:: Work to complete ::
Which of the lines in the records below hold the string "object"? Copy every one of them.

:: Supplied material ::
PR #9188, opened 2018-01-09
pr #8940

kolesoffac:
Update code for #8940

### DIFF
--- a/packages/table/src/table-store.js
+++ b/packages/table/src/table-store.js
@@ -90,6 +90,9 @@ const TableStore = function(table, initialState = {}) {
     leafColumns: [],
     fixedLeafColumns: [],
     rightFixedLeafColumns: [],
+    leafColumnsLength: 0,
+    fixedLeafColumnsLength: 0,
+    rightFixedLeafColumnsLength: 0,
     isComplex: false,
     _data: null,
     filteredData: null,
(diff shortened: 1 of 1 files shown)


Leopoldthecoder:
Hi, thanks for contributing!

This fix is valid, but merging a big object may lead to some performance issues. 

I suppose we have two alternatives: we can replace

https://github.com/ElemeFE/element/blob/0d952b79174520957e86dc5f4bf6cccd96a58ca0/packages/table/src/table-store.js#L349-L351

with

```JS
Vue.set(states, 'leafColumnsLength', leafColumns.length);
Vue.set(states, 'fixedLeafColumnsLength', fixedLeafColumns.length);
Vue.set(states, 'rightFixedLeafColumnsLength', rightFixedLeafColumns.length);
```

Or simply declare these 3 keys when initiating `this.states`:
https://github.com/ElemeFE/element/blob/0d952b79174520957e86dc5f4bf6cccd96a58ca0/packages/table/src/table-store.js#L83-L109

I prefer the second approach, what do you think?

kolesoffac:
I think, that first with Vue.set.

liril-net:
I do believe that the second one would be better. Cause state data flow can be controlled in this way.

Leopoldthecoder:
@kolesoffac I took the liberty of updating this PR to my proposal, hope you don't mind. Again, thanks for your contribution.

---

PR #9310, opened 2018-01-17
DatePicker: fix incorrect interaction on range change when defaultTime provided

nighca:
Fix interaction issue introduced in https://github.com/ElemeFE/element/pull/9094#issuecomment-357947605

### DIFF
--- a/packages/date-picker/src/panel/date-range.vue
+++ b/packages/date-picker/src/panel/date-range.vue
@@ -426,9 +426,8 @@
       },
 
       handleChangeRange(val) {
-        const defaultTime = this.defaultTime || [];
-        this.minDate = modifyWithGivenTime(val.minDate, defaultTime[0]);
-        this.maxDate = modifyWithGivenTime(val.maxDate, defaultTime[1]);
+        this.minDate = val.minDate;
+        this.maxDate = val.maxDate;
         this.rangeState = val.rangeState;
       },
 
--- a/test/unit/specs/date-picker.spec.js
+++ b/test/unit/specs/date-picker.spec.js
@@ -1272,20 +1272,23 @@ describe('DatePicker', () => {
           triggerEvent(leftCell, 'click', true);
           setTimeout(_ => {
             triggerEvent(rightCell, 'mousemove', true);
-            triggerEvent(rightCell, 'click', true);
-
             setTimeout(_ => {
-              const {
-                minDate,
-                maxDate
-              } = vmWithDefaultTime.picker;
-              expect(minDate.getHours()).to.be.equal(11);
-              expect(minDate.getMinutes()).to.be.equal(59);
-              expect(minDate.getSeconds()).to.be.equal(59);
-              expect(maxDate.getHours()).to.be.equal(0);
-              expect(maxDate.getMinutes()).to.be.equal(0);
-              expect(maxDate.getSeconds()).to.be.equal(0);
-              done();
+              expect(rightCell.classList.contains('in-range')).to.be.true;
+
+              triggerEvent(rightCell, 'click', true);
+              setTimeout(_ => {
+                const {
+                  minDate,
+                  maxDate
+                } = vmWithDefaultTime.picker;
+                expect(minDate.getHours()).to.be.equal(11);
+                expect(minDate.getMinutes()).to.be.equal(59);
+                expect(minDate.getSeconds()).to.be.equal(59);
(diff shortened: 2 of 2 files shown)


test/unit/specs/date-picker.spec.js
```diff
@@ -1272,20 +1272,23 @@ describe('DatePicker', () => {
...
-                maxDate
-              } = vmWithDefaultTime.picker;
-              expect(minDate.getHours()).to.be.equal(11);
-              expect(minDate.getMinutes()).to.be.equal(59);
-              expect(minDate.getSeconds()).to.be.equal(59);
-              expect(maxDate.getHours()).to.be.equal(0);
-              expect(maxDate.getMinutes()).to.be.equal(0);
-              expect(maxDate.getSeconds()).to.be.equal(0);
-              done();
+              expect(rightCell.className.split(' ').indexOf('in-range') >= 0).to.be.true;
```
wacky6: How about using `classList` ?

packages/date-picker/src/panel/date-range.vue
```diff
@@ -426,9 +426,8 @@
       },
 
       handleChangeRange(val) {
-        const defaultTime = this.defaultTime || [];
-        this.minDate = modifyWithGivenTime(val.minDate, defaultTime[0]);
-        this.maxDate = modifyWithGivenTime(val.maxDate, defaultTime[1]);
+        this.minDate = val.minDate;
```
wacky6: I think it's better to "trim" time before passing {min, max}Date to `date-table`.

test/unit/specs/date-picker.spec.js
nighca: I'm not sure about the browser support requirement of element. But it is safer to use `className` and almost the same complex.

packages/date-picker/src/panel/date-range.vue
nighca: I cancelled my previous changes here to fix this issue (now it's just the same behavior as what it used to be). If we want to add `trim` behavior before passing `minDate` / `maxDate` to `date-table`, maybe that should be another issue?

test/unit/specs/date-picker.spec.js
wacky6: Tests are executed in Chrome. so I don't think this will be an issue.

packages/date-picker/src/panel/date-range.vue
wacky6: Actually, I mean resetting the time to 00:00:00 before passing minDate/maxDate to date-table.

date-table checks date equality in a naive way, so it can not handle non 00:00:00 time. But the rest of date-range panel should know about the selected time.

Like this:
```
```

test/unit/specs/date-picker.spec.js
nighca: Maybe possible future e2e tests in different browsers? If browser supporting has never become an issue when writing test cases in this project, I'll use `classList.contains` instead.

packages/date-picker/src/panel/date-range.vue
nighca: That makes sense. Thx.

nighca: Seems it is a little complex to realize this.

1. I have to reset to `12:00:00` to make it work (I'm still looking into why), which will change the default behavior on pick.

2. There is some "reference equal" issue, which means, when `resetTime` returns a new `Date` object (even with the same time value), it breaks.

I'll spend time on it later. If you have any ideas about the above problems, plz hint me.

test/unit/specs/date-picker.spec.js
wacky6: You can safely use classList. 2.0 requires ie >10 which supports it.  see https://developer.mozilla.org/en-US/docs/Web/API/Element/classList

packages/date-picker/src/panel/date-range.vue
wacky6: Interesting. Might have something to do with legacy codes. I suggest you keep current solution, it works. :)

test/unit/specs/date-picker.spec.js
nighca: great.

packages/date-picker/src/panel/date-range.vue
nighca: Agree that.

...

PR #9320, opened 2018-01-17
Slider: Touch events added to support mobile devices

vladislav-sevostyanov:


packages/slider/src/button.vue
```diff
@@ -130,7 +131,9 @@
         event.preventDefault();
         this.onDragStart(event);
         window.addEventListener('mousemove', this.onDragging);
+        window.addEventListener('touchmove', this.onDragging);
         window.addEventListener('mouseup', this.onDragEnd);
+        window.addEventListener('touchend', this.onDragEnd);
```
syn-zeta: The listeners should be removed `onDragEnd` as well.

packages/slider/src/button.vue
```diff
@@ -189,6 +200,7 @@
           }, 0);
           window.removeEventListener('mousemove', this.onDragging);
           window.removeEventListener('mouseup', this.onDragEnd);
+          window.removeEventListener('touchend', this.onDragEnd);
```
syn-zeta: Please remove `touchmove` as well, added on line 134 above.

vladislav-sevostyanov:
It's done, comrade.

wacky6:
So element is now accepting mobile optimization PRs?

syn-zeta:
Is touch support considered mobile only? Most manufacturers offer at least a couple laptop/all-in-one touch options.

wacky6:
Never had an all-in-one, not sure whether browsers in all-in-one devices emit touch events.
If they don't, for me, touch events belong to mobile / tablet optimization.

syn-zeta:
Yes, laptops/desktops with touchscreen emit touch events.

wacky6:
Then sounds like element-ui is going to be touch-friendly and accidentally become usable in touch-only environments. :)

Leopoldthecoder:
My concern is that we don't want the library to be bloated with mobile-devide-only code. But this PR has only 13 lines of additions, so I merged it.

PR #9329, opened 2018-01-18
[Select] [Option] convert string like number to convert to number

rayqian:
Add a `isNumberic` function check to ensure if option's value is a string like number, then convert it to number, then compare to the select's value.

:: Result ::
This fix is valid, but merging a big object may lead to some performance issues. 
2. There is some "reference equal" issue, which means, when `resetTime` returns a new `Date` object (even with the same time value), it breaks.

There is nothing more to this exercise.